I look over at the girls and then back at Penny’s mind map.

Perspective really is everything. Although the main thing that strikes me is not that the two girls are mistaken, it’s that even Penny’s perspective of herself is wrong.

Because she’s not just a girl who learns from reading.

She’s a girl who’s smart enough to know when she needs more information and what she needs to do to get it.

When the girls leave the room to fill their matching water bottles, I turn to her.

‘Does it annoy you when people say stuff about you like that?’

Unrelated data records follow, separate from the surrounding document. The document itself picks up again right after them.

PR #76, opened 2026-05-27
Fix caret height and gutter alignment on wrapped lines

monkopedia-coder:
## Summary
Fixes two rendering bugs that only appear when `lineWrapping` is enabled and a line wraps to multiple visual rows.

- **Caret height (`drawLineCursor`)**: the thin caret used `size.height` (the full multi-row wrapped-line height), so it spanned every visual row. It now uses `TextLayoutResult.getCursorRect(offset)` to draw the caret on only its actual visual row. No-wrap (single-row) behavior is unchanged, with a fallback to start-of-line/full-height for empty lines or no layout.
- **Vim block cursor (`drawBlockCursor`)**: same flaw — the block rect used `topLeft.y = 0` and `height = size.height`. The vertical position/height now come from `getCursorRect(offset).top`/`.height` for the in-line character branch; the horizontal/charWidth logic is unchanged, and the end-of-line / empty-line branches keep the previous `0f`/`size.height` fallback.
- **Gutter alignment (`KodeMirror.kt`)**: the per-line `Row` used `Alignment.CenterVertically`, vertically centering the gutter line number across a tall wrapped line. It is now `Alignment.Top` in wrap mode (`if (wrapLines) Alignment.Top else Alignment.CenterVertically`) so the number sits beside the first visual row. No-wrap mode is unchanged.

`drawLineSelectionRange` (multi-row selection highlight) is intentionally left untouched — that is a separately-tracked follow-up.

## Test
Added `WrappedLineCursorScreenshotTest` (a capture-only roborazzi scenario, matching the existing screenshot tests): a narrow 360px viewport with a long single line + `lineWrapping`, the caret placed near the end of the line (a later visual row), and gutters enabled. The recorded reference (`view/screenshots/compose/wrapped-line-cursor.png`) confirms the caret spans only its row and the gutter number is top-aligned. Only the new reference image is committed — unrelated re-recorded baselines were reverted (their diffs were font-rendering noise, not from this change).

## Verification (all green)
- `:view:jvmTest`
- `:view:compileKotlinJvm` + `:view:compileKotlinWasmJs`
- `:view:compileDebugKotlinAndroid`
- `:view:apiCheck` (no public API change)
- `:view:spotlessApply` (no changes)

Fixes #75

PR #147, opened 2026-06-09
Fix caret flashing to column 0 on each keystroke (#146)

### LINKED ISSUE #146: Caret flashes to column 0 for one frame on each keystroke (drawLineCursor)
## Symptom
While typing, the line caret flashes to the **start of the line (column 0)** for one frame on each keystroke. Reported by Jason via konstructor on the latest main snapshot.

## Root cause
`view/src/commonMain/.../SelectionDrawing.kt` `drawLineCursor` (introduced by #76, the wrapped-line caret-height fix):
```kotlin
if (textLayoutResult != null && textLen != null && offsetInLine in 0..textLen) {
    val r = textLayoutResult.getCursorRect(offsetInLine); drawLine(... r.left ...)
} else {
    drawLine(start = Offset(0f, 0f), end = Offset(0f, size.height), ...)  // ← col 0
}
```
The line's `TextLayoutResult` lags the document by one frame (the doc change applies before the text re-lays-out), so right after a keypress `offsetInLine == textLen + 1` momentarily → the `in 0..textLen` guard fails → it draws the **line-start (col 0) fallback** for that frame. Pre-#76 used `getHorizontalPosition(offsetInLine, true)` which had no hard bail.

## Fix
Clamp the offset into the layout instead of bailing; reserve the col-0 fallback for a genuinely-null layout:
```kotlin
val safe = offsetInLine.coerceIn(0, textLen)   // transient past-end → draw at line END, not col 0
val r = textLayoutResult.getCursorRect(safe); drawLine(... r.left ...)
```
During the 1-frame lag the caret sits at the line-end (a pixel off) and snaps exact next frame — no visible flash.

`drawBlockCursor` (falls to its line-end branch on past-end) and `drawLineSelectionRange` (already `coerceAtMost(textLen)`) don't have the bail — no change needed there.

Found + root-caused by the konstructor consumer.

monkopedia-coder:
Fixes #146.

## Symptom
While typing, the line caret flashes to **column 0** for one frame on each keystroke (reported by Jason via konstructor on the latest main snapshot).

## Root cause
`SelectionDrawing.kt drawLineCursor` (from #76, the wrapped-line caret-height fix) queried the layout only when `offsetInLine in 0..textLen`, else drew a line-start (column 0) fallback. The line's `TextLayoutResult` lags the document by one frame — right after a keypress the doc change has applied but the text hasn't re-laid-out, so `offsetInLine == textLen + 1` transiently → the guard failed → it drew the column-0 fallback for that frame.

## Fix
Extract a pure `cursorLayoutOffset(offsetInLine, textLen)` that **clamps** into the current layout (`coerceIn(0, textLen)`) and returns null only when there's no layout at all. `drawLineCursor` uses it: during the one-frame lag the caret sits at the line end (a pixel off) and snaps exact the next frame — no visible flash. The column-0 fallback is now reserved for a genuinely absent layout (empty line).

`drawBlockCursor` (already falls to its line-end branch on past-end) and `drawLineSelectionRange` (already `coerceAtMost(textLen)`) don't have the bail — unchanged.

## Test
`CursorLayoutOffsetTest` (5 cases): the transient past-end case clamps to the line end (not column 0), in-range/end/negative offsets behave, and a null layout length still falls back. Pure helper — no render needed. `:view:jvmTest` + `:view:verifyRoborazziJvm` (no static-render regression) + spotless + apiCheck all green (`cursorLayoutOffset` is internal — no public API change).

The 1-frame flash itself isn't screenshot-testable, so the unit test on the offset logic is the real guard; konstructor can confirm live on a snapshot. Reported + root-caused by konstructor.


monkopedia-reviewer (approved):
Reviewed as **monkopedia-reviewer**.

**Category:** `bug_fix` (:view, regression from #76) — **Tier 1** (no public API change; `cursorLayoutOffset` is `internal`).

**Fix is correct.** The root cause is clear: `TextLayoutResult` lags the document by one frame, so right after a keystroke `offsetInLine == textLen + 1` transiently; the old `in 0..textLen` guard bailed to the column-0 fallback for that frame. The fix clamps with `coerceIn(0, textLen)` via the extracted pure `cursorLayoutOffset` helper — the caret sits at line-end for the lagging frame and snaps exact next frame.

**Spot-checked:**
- `cursorLayoutOffset` returns `null` only for a genuinely absent layout (`textLen == null`); otherwise always returns a valid offset in `[0, textLen]`. Correct.
- `drawLineCursor` uses the clamped `safe` offset for `getCursorRect()`. Guard `textLayoutResult != null && safe != null` correctly mirrors old semantics for the no-layout case only. Correct.
- `drawBlockCursor` and `drawLineSelectionRange` correctly left alone — each already handles past-end separately.
- `cursorLayoutOffset` is `internal` — no public API surface change. `apiCheck` green per PR body.
- 5 unit tests are meaningful; `transientPastEndClampsToLineEndNotColumnZero` is the key regression guard (`cursorLayoutOffset(6, 5) == 5`, not null/0).
- CHANGELOG `### Fixed` entry references #146 with an accurate description.
- Code is idiomatic Kotlin; docstring clearly explains the invariant and the regression history.

Merging via auto-merge pending CI (check / check-macos / check-ios).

‘Not really.’ She shrugs. ‘I mean, when it used to happen at school, I found it annoying to start with. But this is just how I learn.’ She pauses before continuing, as if she’s debating what to say next.

‘I have this phrase I like to say to myself whenever someone thinks I’m bad at something,’ she says, gauging my reaction as she speaks.

‘Especially if it’s something I’m still learning.

I still listen to what they have to say, but in my head, I just think to myself, Don’t mock the process.

’ She emphasises the words, as though she’s charging them up.

Giving them power. ‘And I don’t have to say it out loud because it doesn’t matter what they think.

As long as I don’t mock my own process. Because I’d rather look stupid while I’m trying to learn something, than not try to learn it at all. ’

‘Don’t mock the process,’ I echo. I really like that. ‘You should join the Ted Talk Society,’ I say. She laughs briefly, but I wasn’t joking.

Michael claps his hands together as the two girls come back, signalling the end of our break.

And as the seminar goes on, I notice the girl next to Penny getting more and more stressed.

Her pen keeps running dry as she tries to keep up and I can’t help thinking that sitting next to Penny, whose hands are flying across her keyboard at a million miles a minute, is probably making it ten times worse.

I wish I could do something to help, but I don’t have any pens on me and I can barely keep up myself.

Instead, I keep my eyes down and pretend not to notice. The one small mercy we can grant when there’s nothing else to give.

When the lesson finally ends and we start packing away, she finally cracks, bursting into tears.

‘I found that really hard and confusing too, Beth,’ Penny says, reading the paper nameplate on her desk. If there’s one thing Michael loves, it’s his folded paper nameplates he makes us use. For the entire semester. I’d bet a lot of money that Penny likes them too.

‘I just don’t think I can keep doing this,’ the girl says.

‘I lost last week’s notes when my laptop broke, which is why I’m having to do it on paper,’ she says, wiping her eyes with her sleeve.

‘And by the time it’s fixed, I’ll be missing three weeks’ worth.

’ She sounds desperate now – as if we don’t realise how big of a deal this is. ‘That’s a quarter of this term.’

‘I know it seems like a lot,’ Penny says, opening her laptop back up and showing the screen to her. ‘But I’ve managed to get most of the stuff for this class written down, so I can print you a copy of all of it and bring them in next week if you like?’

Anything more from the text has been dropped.